*** RECORD EXTRACTS Section Begins ***
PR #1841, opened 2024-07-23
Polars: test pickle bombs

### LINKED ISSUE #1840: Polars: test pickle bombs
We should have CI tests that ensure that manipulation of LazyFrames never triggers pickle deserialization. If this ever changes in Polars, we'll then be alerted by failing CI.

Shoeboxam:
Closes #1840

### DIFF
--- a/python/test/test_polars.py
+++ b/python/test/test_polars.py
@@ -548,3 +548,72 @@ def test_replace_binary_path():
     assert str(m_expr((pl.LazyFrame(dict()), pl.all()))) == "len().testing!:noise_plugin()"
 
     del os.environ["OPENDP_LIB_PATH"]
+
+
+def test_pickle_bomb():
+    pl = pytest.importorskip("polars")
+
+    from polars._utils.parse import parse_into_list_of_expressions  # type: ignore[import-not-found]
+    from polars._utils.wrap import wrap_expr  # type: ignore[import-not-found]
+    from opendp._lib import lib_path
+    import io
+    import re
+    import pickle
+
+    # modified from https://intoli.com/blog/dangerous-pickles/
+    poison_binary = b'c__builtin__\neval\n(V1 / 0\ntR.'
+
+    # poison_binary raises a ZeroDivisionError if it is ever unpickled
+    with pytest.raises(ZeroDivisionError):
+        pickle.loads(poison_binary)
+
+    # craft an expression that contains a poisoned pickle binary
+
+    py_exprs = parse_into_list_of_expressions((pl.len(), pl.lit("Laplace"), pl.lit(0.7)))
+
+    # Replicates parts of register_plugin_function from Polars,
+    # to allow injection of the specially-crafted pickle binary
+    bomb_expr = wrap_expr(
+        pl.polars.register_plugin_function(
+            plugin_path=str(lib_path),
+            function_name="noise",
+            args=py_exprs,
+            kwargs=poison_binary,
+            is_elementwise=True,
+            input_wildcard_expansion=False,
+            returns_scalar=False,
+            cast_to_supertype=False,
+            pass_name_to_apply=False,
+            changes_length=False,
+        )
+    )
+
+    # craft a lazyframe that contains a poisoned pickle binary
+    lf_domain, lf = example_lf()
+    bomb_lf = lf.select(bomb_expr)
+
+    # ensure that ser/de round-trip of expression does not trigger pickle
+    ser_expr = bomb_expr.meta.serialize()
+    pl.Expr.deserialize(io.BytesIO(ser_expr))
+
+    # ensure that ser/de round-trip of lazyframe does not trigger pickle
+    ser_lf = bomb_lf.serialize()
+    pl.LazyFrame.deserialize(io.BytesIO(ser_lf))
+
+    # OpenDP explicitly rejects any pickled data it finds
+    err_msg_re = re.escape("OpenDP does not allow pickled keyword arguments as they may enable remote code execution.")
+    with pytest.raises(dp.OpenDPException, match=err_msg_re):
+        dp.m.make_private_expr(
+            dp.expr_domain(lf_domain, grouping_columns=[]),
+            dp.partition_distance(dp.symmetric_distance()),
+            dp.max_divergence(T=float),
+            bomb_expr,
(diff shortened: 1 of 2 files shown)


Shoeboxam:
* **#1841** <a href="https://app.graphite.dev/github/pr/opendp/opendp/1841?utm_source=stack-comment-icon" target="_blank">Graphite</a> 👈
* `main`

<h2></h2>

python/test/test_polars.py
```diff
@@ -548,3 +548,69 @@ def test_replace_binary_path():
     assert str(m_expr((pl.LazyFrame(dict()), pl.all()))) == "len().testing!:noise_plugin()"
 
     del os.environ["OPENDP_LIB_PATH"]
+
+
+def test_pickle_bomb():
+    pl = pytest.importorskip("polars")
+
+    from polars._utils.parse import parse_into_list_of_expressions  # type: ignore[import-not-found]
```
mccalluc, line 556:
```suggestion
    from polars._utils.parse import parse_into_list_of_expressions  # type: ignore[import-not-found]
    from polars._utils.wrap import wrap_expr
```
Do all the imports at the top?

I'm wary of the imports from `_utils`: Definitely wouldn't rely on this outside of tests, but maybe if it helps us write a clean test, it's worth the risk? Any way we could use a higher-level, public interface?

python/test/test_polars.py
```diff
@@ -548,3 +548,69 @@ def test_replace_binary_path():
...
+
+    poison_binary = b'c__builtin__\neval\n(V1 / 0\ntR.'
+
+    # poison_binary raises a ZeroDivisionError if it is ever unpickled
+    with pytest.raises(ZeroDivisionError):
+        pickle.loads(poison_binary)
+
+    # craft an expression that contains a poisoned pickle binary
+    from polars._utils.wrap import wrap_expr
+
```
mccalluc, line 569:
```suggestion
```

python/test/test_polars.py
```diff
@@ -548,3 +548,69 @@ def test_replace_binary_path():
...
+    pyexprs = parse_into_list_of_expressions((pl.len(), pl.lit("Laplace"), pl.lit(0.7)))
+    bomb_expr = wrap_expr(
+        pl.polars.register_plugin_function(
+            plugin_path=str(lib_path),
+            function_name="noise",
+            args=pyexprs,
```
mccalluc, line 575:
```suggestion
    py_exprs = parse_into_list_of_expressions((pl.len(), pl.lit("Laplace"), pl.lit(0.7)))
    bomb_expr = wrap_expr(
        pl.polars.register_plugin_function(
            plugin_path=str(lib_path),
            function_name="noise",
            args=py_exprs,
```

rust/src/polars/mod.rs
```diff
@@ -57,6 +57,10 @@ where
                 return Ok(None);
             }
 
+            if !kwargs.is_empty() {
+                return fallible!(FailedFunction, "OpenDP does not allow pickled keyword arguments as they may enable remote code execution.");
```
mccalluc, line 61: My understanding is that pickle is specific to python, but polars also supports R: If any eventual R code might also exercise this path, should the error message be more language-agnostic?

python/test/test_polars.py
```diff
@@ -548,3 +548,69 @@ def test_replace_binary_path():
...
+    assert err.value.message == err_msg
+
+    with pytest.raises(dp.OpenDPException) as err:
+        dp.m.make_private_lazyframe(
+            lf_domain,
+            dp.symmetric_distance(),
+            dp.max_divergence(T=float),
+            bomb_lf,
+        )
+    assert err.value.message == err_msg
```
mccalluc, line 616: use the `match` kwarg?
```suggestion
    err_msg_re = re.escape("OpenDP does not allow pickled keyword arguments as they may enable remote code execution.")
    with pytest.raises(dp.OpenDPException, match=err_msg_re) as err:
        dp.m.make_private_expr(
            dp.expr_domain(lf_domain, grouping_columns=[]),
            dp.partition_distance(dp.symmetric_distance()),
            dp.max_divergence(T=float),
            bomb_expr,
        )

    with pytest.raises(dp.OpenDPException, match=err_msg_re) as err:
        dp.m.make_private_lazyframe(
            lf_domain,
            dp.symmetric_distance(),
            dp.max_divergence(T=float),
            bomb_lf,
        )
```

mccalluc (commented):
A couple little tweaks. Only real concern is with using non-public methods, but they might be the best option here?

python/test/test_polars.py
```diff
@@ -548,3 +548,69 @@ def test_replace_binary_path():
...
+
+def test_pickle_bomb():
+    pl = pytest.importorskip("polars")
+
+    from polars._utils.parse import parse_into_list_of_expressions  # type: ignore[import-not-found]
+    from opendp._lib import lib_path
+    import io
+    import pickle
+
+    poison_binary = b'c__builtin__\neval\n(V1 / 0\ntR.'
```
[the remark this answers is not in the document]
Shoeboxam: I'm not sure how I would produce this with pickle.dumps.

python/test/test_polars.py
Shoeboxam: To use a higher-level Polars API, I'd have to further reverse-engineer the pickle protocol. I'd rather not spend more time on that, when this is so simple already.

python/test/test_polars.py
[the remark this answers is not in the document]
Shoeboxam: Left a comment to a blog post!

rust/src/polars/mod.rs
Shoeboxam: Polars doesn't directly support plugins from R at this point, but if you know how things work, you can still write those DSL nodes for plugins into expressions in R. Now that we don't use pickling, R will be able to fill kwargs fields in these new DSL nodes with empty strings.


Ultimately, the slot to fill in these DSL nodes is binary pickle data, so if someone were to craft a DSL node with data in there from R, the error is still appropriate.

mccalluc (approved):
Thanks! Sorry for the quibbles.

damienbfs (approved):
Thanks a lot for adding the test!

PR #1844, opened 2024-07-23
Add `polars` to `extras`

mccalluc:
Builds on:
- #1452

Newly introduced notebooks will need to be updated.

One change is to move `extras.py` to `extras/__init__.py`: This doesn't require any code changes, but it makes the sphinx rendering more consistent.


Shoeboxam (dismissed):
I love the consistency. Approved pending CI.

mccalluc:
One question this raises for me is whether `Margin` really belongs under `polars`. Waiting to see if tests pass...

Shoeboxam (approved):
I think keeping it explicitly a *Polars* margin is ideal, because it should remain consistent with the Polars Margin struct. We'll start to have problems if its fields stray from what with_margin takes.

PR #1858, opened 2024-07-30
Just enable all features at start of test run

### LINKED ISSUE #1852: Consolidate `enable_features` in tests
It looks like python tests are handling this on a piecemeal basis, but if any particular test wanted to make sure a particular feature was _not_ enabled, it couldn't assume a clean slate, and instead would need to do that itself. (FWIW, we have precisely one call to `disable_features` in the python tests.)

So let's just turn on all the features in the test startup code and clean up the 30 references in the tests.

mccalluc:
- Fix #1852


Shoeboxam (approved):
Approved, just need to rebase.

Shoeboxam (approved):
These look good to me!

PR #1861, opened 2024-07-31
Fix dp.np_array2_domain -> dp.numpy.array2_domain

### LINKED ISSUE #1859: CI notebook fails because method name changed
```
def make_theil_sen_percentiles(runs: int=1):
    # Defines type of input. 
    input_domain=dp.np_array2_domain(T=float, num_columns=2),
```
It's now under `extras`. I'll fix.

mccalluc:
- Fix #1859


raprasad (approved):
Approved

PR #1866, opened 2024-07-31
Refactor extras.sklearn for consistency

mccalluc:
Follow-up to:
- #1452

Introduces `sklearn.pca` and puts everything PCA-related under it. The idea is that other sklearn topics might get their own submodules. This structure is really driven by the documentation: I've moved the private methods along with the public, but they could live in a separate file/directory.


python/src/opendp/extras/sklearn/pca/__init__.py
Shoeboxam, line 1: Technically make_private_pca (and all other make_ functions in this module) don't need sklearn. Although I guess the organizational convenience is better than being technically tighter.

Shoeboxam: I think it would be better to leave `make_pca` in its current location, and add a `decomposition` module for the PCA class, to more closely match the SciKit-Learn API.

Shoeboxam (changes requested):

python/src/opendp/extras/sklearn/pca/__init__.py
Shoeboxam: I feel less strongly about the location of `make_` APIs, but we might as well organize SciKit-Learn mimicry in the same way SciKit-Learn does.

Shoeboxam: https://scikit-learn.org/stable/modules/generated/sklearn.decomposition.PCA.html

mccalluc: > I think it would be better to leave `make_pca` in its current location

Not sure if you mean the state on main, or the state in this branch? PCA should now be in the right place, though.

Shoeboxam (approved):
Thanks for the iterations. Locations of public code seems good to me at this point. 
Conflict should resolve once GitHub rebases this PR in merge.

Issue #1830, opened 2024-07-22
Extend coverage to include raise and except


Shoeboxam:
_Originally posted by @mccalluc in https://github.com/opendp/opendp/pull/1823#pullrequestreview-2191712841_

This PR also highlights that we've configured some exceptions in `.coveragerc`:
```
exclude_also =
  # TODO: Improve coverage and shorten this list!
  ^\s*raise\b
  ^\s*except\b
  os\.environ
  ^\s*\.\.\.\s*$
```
*** RECORD EXTRACTS Section Ends ***
> _PROBLEM TO SOLVE_: Find the word "Margin" in the records, and report each line that has it.

> _COMPLETED EXERCISE_:
One question this raises for me is whether `Margin` really belongs under `polars`. Waiting to see if tests pass...
I think keeping it explicitly a *Polars* margin is ideal, because it should remain consistent with the Polars Margin struct. We'll start to have problems if its fields stray from what with_margin takes.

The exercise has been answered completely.